Step 1: Understanding the Concept:
Ionization enthalpy ($IE$) is the energy required to remove an electron from the outermost shell.
In transition elements, as we move from left to right across a period, electrons are added to the $(n-1)d$ subshell, and protons are added to the nucleus.
Step 2: Detailed Explanation:
Evaluation of Assertion (A):
In any transition series (3d, 4d, or 5d), the first ionization enthalpy generally increases as we move across the period.
However, the increase is not as smooth or steep as in the $s$ and $p$ blocks. This is because the $d$-electrons being added provide an "imperfect shielding" effect for the outer $ns$ electrons.
The small variations occur due to changes in electronic configuration stability (e.g., $d^5$ and $d^{10}$ configurations). Thus, (A) is correct.
Evaluation of Reason (R):
With every unit increase in atomic number, the nuclear charge (number of protons) increases. This increased charge pulls the electrons more strongly toward the nucleus.
Even though electrons are filling the inner $d$-orbitals, they do not fully shield the outer electrons from the growing nuclear pull.

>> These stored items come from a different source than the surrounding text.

PR #48, opened 2018-01-28
Checkbox better support for angular forms and native properties

jtrujill:
Updated checkbox so that it is compatible with angular's reactive and template forms. Added support for more of the input element's native attributes and properties. I didn't mess with any of the component's styles. The alterations to the css is a format change, and I don't know why tslint seems to be letting these differences get through. This is purely a functional update

### DIFF
--- a/src/app/lib/checkbox/checkbox.component.ts
+++ b/src/app/lib/checkbox/checkbox.component.ts
@@ -1,21 +1,158 @@
-/* tslint:disable:component-selector */
+/* tslint:disable:no-use-before-declare */
 
-import { Component, Input, OnInit } from '@angular/core';
+import {
+  Attribute,
+  Component,
+  EventEmitter,
+  forwardRef,
+  HostBinding,
+  HostListener,
+  Input,
+  Output
+} from '@angular/core';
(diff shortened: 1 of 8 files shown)


src/app/lib/checkbox/checkbox.component.ts
```diff
@@ -1,21 +1,158 @@
...
+  stopChangeEvent(event: Event) {
+    event.stopPropagation(); // prevent native change event from emitting its own object through output 'change'
+  }
+
+  private emitChangeEvent(): void {
+    this.onChangeFunc(this.checked);
+    this.change.emit(new CheckboxChangeEvent(this, this.checked));
+  }
+
+  private anyToBoolean(value: any): boolean {
```
nickrflynn: Much better than my `<any>this.disabled === 'true'`

joeskeen: I could see this being useful outside of this class as well; would it be good to extract this out as some sort of utility method?

jtrujill: Exactly what I was thinking. I was going to do that in a different commit. I don't know what the best name would be for a folder and how we want to structure these util methods. I could just go with the generic folder name of util or core.

Issue #42, opened 2018-01-27
Filter Drawer


andrew-frueh:
For apps that make use of robust filtering, a left side filter drawer is used to expose what filters are available allow users to make selections.  Within the drawer users can save Filter Sets to easily flip between previously saved sets of filter selections.  Clicking on a filter row typically triggers a modal with a picklist where specific selections can be made.

The filter drawer integrates with filter chiclets that are visible in header row of the page content next to the button used to open/close the filter drawer.  The chiclets tell the user what filters are currently active and allow the user to clear specific filters without opening the drawer.  

A clickable prototype to demonstrate the functionality described above is available here:
https://xd.adobe.com/view/5260b164-4d93-4238-8fef-8bde1575f248/screen/9180b57f-a454-46eb-bf46-fe1bbc8a005a/Dashboard-Filters

![filterdrawer](https://user-images.githubusercontent.com/22795893/35475134-4ac49752-0356-11e8-97d7-031f4a047147.png)

jtrujill:
I have a completed component for this that I created for Cafe. Here's what it looks like 

<img width="1001" alt="screen shot 2018-01-27 at 11 57 03 am" src="https://user-images.githubusercontent.com/5596515/35475309-3b57a0f4-0359-11e8-8a79-9d030cc0be3e.png">

I'll get this converted by the end of the weekend or Monday

andrew-frueh:
You're a rockstar @jtrujill - the CAFE (or should I say "Touchstone") filters drawer looks perfect.  I think CAFE was actually the first place we came up with that concept, but it's being used all over now.  The only difference is the "Filter Sets" thing that we added in later, and I think Leading Wisely may have added that.  Am I remembering that right @jacquie?  In any case, go ahead and do a PR for the version exactly like you have it in CAFE, and we can worry about adding the Filter Sets later.

jtrujill:
PR #49 is now merged

PR #49, opened 2018-01-28
Added drawer component

jtrujill:
Closes issue #42


jtrujill:
@corytak I've exported the drawer component and module

PR #1107, opened 2020-01-11
refactor(examples): convert colors to variables

### LINKED ISSUE #920: Convert Example's scss Colors to Variables
**Describe your idea**

As per @corykon 's suggestion, it would be better if our color values in our Cashmere examples don't use hard-coded hex values.  They should really be using our color variables instead.  The problem has been figuring how to import the color variables sheet.

Using hard-coded hex values sets a bad precedent, when we're trying to have developers use color variables instead

andrew-frueh:
Finally figured out how to allow stylesheets in examples to import files from the library. Updated all the instances of hard-coded color values to variables wherever possible (includes a few components that slipped through the cracks).

Please do me a favor and pull this branch down to validate the imports are working in your environment as well.

closes #920


andrew-frueh:
Shoot - too good to be true.  And yet somehow it's working in my environment now but not on Travis.  Gonna have to try and sort this out some more.

andrew-frueh:
Okay @joeskeen and @corykon - I think I've got it working on Travis now (as well as locally).  I created a cashmere dependency for the examples and updated the Travis build script to make sure and run `npm i` in the examples directory.  For this to work on your env, you'll probably need to do an install in `projects/cashmere-examples` as well.  I added this step to the contribution guide.

This does add another step to the environment setup, and it feels a little convoluted.  Open to any other simpler ideas you might have...

andrew-frueh:
Ahhh - that's so much better than having to do a separate `npm i`.  Thanks for the suggestion @corykon - I'll make that change.

andrew-frueh:
Worked like a charm @corykon.  Brilliant!  Let me know the update works for you.  I rolled back a few commits and replaced with the current one

PR #1112, opened 2020-01-14
fix(datepicker): support preset overlapping values

### LINKED ISSUE #1111: More date range preset picker woes
**Summary**

Although the chosen preset is being communicated back out of the date range picker there are still some odd things happening when the presets coincidentally happen to describe the same date range.

**Reproduction**
In this example the current date is Jan 13 and the last 3 presets are 'month to date', 'quarter to date' and 'year to date' which all happen to map onto Jan 1 - 13
When I select the 'month to date' button it actually selects the 'year to date' button instead
Interestingly if I then select the 'month to date' button again it does select it correctly.

daterangepicker

Also if I select 'month to date' apply it, and then reopen the dialog the 'year to date' option is preselected as shown here:
wrongpreset

There is no way of passing in the preselected preset item and it is calculating it from the passed in dates and not always getting it right.  Would it be possible to add something like an optional 'currentlySelected' property to the `PresetItem` interface so it doesn't need to guess

andrew-frueh:
Allow multiple presets with same date ranges & selectedDate may be number.  @jacquie the DatePicker definitely wasn't set up to support your use case, so it required some well needed house cleaning.  The good news is that it's leaner and meaner than before - and I believe it now should do what you need it to.  I've updated our example a prove out the functionality (it has two presets with the same value).

Please give it a good look over and ensure that the functionality looks like it's got you covered.

closes #1111

### DIFF
--- a/projects/cashmere-examples/src/lib/date-range/date-range-example.component.html
+++ b/projects/cashmere-examples/src/lib/date-range/date-range-example.component.html
@@ -7,7 +7,7 @@
         popperPlacement="bottom"
         (selectedDateRangeChanged)="updateRange($event)"
         (selectedPresetChanged)="updatePreset($event)"
-        [selectedDate]="range"
+        [selectedDate]="selected"
         [options]="options"
         #pickerOne
     >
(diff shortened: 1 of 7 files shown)


andrew-frueh:
Great find on this one @jacquie and thanks for the review!  I checked the current site and it seems to be an existing issue, but I'll see if I can track it down.

jacquie:
Meant to add thanks for jumping on this one so quickly!

andrew-frueh:
Phew!  Good catch on that one @jacquie - what was happening was when a preset was selected, the activeDate (the value displayed on the calendar) was being blocked because the start date can't be greater than the end date and visa versa.  But in the case you mentioned, the preset was trying to be set based on the previous min/max.  So the fix came down to updating the activeDate after the preset has been recorded.

PR #1113, opened 2020-01-14
fix(navbar): dynamic links & switcher styles

### LINKED ISSUE #1110: Navbar + AppSwitcher Issues
**1. More menu triggering too early and then getting stuck.** 
navbarMoreBug

Was going to create a stackblitz to repro but noticed the navbar stackblitzes don’t work:
- Doesn't load: https://stackblitz.com/run?file=src/app/navbar-app-switcher/navbar-app-switcher-example.component.html&hidedevtools=1
- Loads but the more menu isn't working, and the images don't load in: https://stackblitz.com/run?file=src/app/navbar-overview/navbar-overview-example.component.html&hidedevtools=1 

-------------------------------------------

**2. App switcher icons are squished**
Probably should be able to handle icons regardless of the size it is given. (Tricky but should be doable in css)
image

andrew-frueh:
navbar supports links added after load & non-square app switcher icons

@corykon this should knock out two of the three issues you reported.  Can we put the table styles one into a separate issue?

closes #1110

### DIFF
--- a/projects/cashmere/src/lib/app-switcher/app-switcher.component.html
+++ b/projects/cashmere/src/lib/app-switcher/app-switcher.component.html
@@ -18,7 +18,11 @@
                     [title]="appIsMe(app) ? 'Current Application' : app.Description"
                     [attr.href]="linkIfNotMe(app)"
                     target="_blank">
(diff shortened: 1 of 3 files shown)


corykon:
Split out the table stuff into #1114

PR #1115, opened 2020-01-15
fix(datepicker): two digit year conversion

### LINKED ISSUE #1042: Two-digit year input to datepicker yields 1900-based in IE
**Summary**

If a date with a two-digit year is manually typed into a datepicker, IE will produce a date with the year in the 1900s. Chrome and Firefox produce dates with the year in the 2000s. My best guess is that this is the result of Cashmere using `new Date(inputString)` or similar to produce the date, which will always give a year in the 1900s in IE.

### IE, input 2/2/19 becomes 2/2/1919:
IE-datepicker-with-two-digit-year

### Chrome, input 2/2/19 becomes 2/2/2019:
Chrome-datepicker-with-two-digit-year

**Reproduction**

Steps to reproduce:

1. Type a date with a two-digit year, say `2/2/19` into a datepicker.
1. Tab or click out of the input

~~Stackblitz reproduction~~ Stackblitz does not support IE.

**Additional context**

A partial workaround is to use Angular Material's moment date adapter with Cashmere datepickers. However, this workaround appears to **not** work with Cashmere daterange components.

```js
import {
  MAT_MOMENT_DATE_FORMATS,
  MomentDateAdapter
} from '@angular/material-moment-adapter';
import {
  DateAdapter,
  HC_DATE_FORMATS,
  HC_DATE_LOCALE,
} from '@healthcatalyst/cashmere';

@NgModule({
  ...
  providers: [
    { provide: DateAdapter, useClass: MomentDateAdapter, deps: [HC_DATE_LOCALE] },
    { provide: HC_DATE_FORMATS, useValue: MAT_MOMENT_DATE_FORMATS },
  ]
```

andrew-frueh:
Fixes two digit year conversion in IE to match other browsers.  This correction applies to both the datepicker and daterange components.

closes #1042

### DIFF
--- a/projects/cashmere/src/lib/datepicker/datepicker-input/datepicker-input.directive.ts
+++ b/projects/cashmere/src/lib/datepicker/datepicker-input/datepicker-input.directive.ts
@@ -329,7 +329,7 @@ export class DatepickerInputDirective implements ControlValueAccessor, OnDestroy
         if (date) {
             let inputString: string = this._elementRef.nativeElement.value;
             /** Skip this check if the input string contains any 3+ digit numerical values - assumed to be a year */
-            if (!inputString.match('[1-9][0-9][0-9]')) {
+            if (!inputString.match(/[1-9][0-9][0-9]/g)) {
                 let currentDate = new Date();
                 if (date.getFullYear() >= currentDate.getFullYear() + 30) {
                     date.setFullYear(date.getFullYear() - 100);
--- a/projects/cashmere/src/lib/datepicker/datepicker-input/datepicker-input.directive.ts
+++ b/projects/cashmere/src/lib/datepicker/datepicker-input/datepicker-input.directive.ts
@@ -323,6 +323,22 @@ export class DatepickerInputDirective implements ControlValueAccessor, OnDestroy
 
     _onInput(value: string) {
         let date = this._dateAdapter.parse(value, this._dateFormats.parse.dateInput);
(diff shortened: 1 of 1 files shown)


projects/cashmere/src/lib/datepicker/datepicker-input/datepicker-input.directive.ts
```diff
@@ -323,6 +323,22 @@ export class DatepickerInputDirective implements ControlValueAccessor, OnDestroy
 
     _onInput(value: string) {
         let date = this._dateAdapter.parse(value, this._dateFormats.parse.dateInput);
+        /** Two-digit year input conversion method for IE
+         * Based on the current year, assume that the four-digit year date should be in
+         * either the next 30 years, or the preceding 70 years */
+        if (date) {
+            let inputString: string = this._elementRef.nativeElement.value;
+            /** Skip this check if the input string contains any 3+ digit numerical values - assumed to be a year */
+            if (!inputString.match('[1-9][0-9][0-9]')) {
```
isaaclyman: This works, but it might be clearer to write it as a regular expression. `/[1-9][0-9][0-9]/`

andrew-frueh: Gah - good catch.  I screwed up my syntax there, meant it to be a regular expression but wrote it wrong.  Just pushed a commit to correct that.  Thanks @isaaclyman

Therefore, the effective nuclear charge ($Z_{eff}$) increases, leading to higher ionization enthalpy. This directly explains the trend mentioned in A.
Conclusion:
The increase in nuclear charge is the fundamental cause for the general increase in ionization enthalpy across a period.
Step 3: Final Answer:
Both Assertion and Reason are correct, and the Reason provides the underlying physical cause for the Assertion.